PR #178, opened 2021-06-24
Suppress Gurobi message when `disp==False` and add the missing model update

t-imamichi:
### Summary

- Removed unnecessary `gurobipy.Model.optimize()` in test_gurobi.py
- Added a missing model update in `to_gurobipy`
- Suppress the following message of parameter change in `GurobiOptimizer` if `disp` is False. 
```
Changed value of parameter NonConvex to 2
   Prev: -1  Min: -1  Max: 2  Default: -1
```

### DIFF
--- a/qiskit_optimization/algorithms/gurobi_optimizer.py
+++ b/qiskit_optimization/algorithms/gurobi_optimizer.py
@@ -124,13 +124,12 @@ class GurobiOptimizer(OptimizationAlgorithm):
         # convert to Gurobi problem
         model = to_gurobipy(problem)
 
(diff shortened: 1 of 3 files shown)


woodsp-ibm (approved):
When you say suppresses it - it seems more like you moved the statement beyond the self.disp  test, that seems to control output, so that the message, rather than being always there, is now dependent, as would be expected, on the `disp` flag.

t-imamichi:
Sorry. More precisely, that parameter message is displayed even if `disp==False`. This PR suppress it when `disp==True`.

Exercise prompt: Write down how many lines of the data above contain the word "False", with nothing else.

Response box: 3